## Problem to solve
What is needed is an exact copy of the line with "the main view." and all lines that follow it in the entries below, the last line included.

## Material provided
PR #75, opened 2024-03-15
Sorter choice config + sort grid view

joshuamegnauth54:
I've implemented an option to set a default sorting scheme for new tabs. This is related to but doesn't close [#149](https://github.com/pop-os/cosmic-edit/issues/149) on COSMIC Edit.

This PR also adds a feature to sort the grid view by reusing the code to sort the list view.

Finally, I've also added context menu buttons to sort the views without going to settings - this is more useful for grid view. The new context menu items are similar to what is offered in Thunar, Windows Explorer, and likely others.


jackpot51 (approved):
This may be adjusted later based on UX feedback, but it is working.

PR #103, opened 2024-04-05
Dnd

wash2:


wash2:
Ok this is working well now, but it still needs support for receiving dragged items in the nav bar.

jackpot51:
This works pretty well, but it appears to interfere with selection if an item is already selected. I think drop should only start if an item is selected and the drag started from the item.

jackpot51:
To reproduce the issue, select an item, then drag it, then attempt to select other items via dragging from outside of that item.

jackpot51:
Additionally, it looks like drag select does not allow releasing the mouse button on top of an item

edfloreshz:
If you drag a folder onto itself the folder gets deleted, no apparent way to recover it.

Try to reproduce with unimportant folders.

wash2:
> Should I open an issue for this?

Yes, I hope you haven't lost anything as a result of this :(

edfloreshz:
Luckily only my `Videos` folder, which iirc had nothing important.

lilyinstarlight:
It looks like this broke test `tab::tests::tab_click_double_opens_folder`, and it's still broken on main branch

If no one looks at it before then, I might look at it in the next few days (probably Monday though)

```
running 11 tests
test tab::tests::scan_path_empty_dir_returns_empty_vec ... ok
test tab::tests::tab_empty_history_does_nothing_on_prev_next ... ok
test tab::tests::tab_locationup_moves_up_hierarchy ... ok
test tab::tests::scan_path_returns_empty_vec_for_invalid_path ... ok
test tab::tests::tab_location_changes_location ... ok
test tab::tests::tab_goprev_moves_backward_in_history ... ok
test tab::tests::tab_gonext_moves_forward_in_history ... ok
test tab::tests::tab_click_ctrl_selects_multiple ... ok
test tab::tests::tab_click_single_selects_item ... ok
test tab::tests::scan_path_succeeds_on_valid_path ... ok
test tab::tests::tab_click_double_opens_folder ... FAILED

failures:

---- tab::tests::tab_click_double_opens_folder stdout ----
thread 'tab::tests::tab_click_double_opens_folder' panicked at src/app.rs:2196:9:
assertion `left == right` failed: Tab's path is /tmp/.tmpTYwIEx instead of being updated to /tmp/.tmpTYwIEx/sETYe
  left: "/tmp/.tmpTYwIEx/sETYe"
 right: "/tmp/.tmpTYwIEx"
note: run with `RUST_BACKTRACE=1` environment variable to display a backtrace


failures:
    tab::tests::tab_click_double_opens_folder

test result: FAILED. 10 passed; 1 failed; 0 ignored; 0 measured; 0 filtered out; finished in 0.02s
```

Issue #151, opened 2024-05-09
Navigating with the arrow keys after clicking on a file renders the first arrow key "empty" before the navigation works


onlyreportingissues:
Not sure how to explain it, but the first arrow key doesn't navigate at all, only after the first one the navigation works.

Issue #114, opened 2024-04-12
Select multiple items using Shift and click


maria-komarova:
Click on one item, hold Shift and then click on another item should select the items in between the two clicked items.

MohammadShabaniSBU:
Hi, I am trying to implement this feature, but I noticed that when a click event is triggered, the match arm for Message::Click executes twice. I want to know if it is a bug or something that you implemented.

jasonrhansen:
@MohammadShabaniSBU I noticed the same issue where the Click event would fire twice. I fixed it in my first commit of #193.

PR #193, opened 2024-05-27
Selection enhancements and bug fixes

jasonrhansen:
- Fix for extra click event. When clicking a file with the mouse, two `Click` events would get fired instead of one.
- Better ctrl + click handling. Clicking on an already selected item will deselect it on `ClickRelease`.
- Add support for drag-selecting with shift of ctrl pressed. This will now invert the selection of any items within the drag rectangle.
- Implement shift+click selection. #114
- Fix for arrow key navigation/selection after an item is clicked with the mouse. #151
- Fix a bug where drag-and-drop would sometimes get initiated inadvertently when there were files selected but you clicked and dragged in the empty area below the files. This should instead start a new drag selection.

### DIFF
--- a/src/mouse_area.rs
+++ b/src/mouse_area.rs
@@ -474,9 +474,7 @@ fn update<Message: Clone>(
             state.drag_initiated = cursor.position();
         }
 
-        if let Some(message) = widget.on_press.as_ref() {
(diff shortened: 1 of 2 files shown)


jackpot51:
Great work! I will review this soon.

jackpot51 (approved):

PR #201, opened 2024-05-29
Update com.system76.CosmicFiles.desktop

VandaLHJ:
Not sure if it's ok, but i added PL translation bits, so it looks more native for PL users if locale is set.


jackpot51:
This is good, thanks!

jackpot51 (approved):

Issue #262, opened 2024-06-21
Allow using context menu on breadcrumbs


jacobgkau:
It would be nice to be able to right-click a breadcrumb and open it in a new tab (or middle-click the breadcrumb, if https://github.com/pop-os/cosmic-files/issues/261 is implemented).

Currently, if I'm deep in a directory structure (levels away from my favorites) and want to open a sibling folder in another tab, there's no quick & easy way to do that (the closest thing is to navigate back up a level in the current tab, open the sibling folder in a new tab, then re-open the folder I was already in before in the current tab).

Issue #261, opened 2024-06-21
Middle-click to open in background


jacobgkau:
Similar to Nautilus and Dolphin, it would be nice to be able to middle-click folders (in the main view, sidebar, and breadcrumbs) to be able to open them in a new tab, instead of having to right-click and use the context menu.

jacobgkau:
This seems to be working now. This does focus the new tab immediately, which makes it take longer to e.g. open a row of adjacent folders in separate tabs. Nautilus and Dolphin both open tabs in the background (similarly to web browsers opening links in the background when middle-clicking). @pop-os/ux Can you confirm if focusing the new tab is the intended behavior?

maria-komarova:
After some internal discussion and more thinking, let's stick with what is familiar to people from Nautilus.

WatchMkr:
Currently opens and focuses tab. Open in background instead.

LeoBeliik:
> Open in background instead.

I would actually love a toggle in the config for that, I understand everyone's workflow may differ, for me if I'm opening a new tab is because I want to do something in that folder so having it on focus would be desirable.
Furthermore, Dolphin (I don't know if it's the case in Nautilus), let's you auto focus to the new tab by using Shift + Middle click, right now Cosmic Files doesn't have this option (it just select folders like if you were using shift right click).
The desirable feature here would be to have a toggle in the app config to change if you want new tabs to auto focus or not, and shift + middle click would do the opposite.

Thanks!

PR #266, opened 2024-06-30
Open in new tab/window

jasonrhansen:
* Add "Open in new tab" and "Open in new window" to context menu.
* Add bread crumb context menu with "Open in new tab", "Open in new window", and "Properties".
* Open files with middle click.
* Open directories in a new tab with middle click.
  * Works in the main view.
  * Works for the bread crumbs,
  * Works in nav bar.
* Add key bindings to open in new tab (Ctrl + Enter) and open in new window (Shift + Enter).

Implements #261.
Implements #262.

### DIFF
--- a/Cargo.lock
+++ b/Cargo.lock
@@ -1105,7 +1105,7 @@ dependencies = [
 [[package]]
 name = "cosmic-config"
 version = "0.1.0"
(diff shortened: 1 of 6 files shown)


jackpot51 (approved):
Excellent work, thank you!

PR #74, opened 2023-05-14
community page: remove Bridgy Fed, add arroba

snarfed:
...since I extracted the ATP PDS code out of Bridgy Fed into its own library.

thanks for open sourcing the site so we can all file PRs!


emilyliu7321 (approved):
thank you!

PR #79, opened 2023-05-15
feat: add Get Alt Text bot to Community Projects

hs4man21:
I noticed some folks are using DIDs for the hyperlinks. I also noticed that many are using bsky.app instead of staging.bsky.app (though the most recent bot addition used staging, so I wasn't sure which is best right now).

Is there an official preference? I'm happy to adjust as needed!


emilyliu7321 (approved):
this format works, thank you!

## Written solution
  * Works in the main view.
  * Works for the bread crumbs,
  * Works in nav bar.
* Add key bindings to open in new tab (Ctrl + Enter) and open in new window (Shift + Enter).

Implements #261.
Implements #262.

### DIFF
--- a/Cargo.lock
+++ b/Cargo.lock
@@ -1105,7 +1105,7 @@ dependencies = [
 [[package]]
 name = "cosmic-config"
 version = "0.1.0"
(diff shortened: 1 of 6 files shown)


jackpot51 (approved):
Excellent work, thank you!

PR #74, opened 2023-05-14
community page: remove Bridgy Fed, add arroba

snarfed:
...since I extracted the ATP PDS code out of Bridgy Fed into its own library.

thanks for open sourcing the site so we can all file PRs!


emilyliu7321 (approved):
thank you!

PR #79, opened 2023-05-15
feat: add Get Alt Text bot to Community Projects

hs4man21:
I noticed some folks are using DIDs for the hyperlinks. I also noticed that many are using bsky.app instead of staging.bsky.app (though the most recent bot addition used staging, so I wasn't sure which is best right now).

Is there an official preference? I'm happy to adjust as needed!


emilyliu7321 (approved):
this format works, thank you!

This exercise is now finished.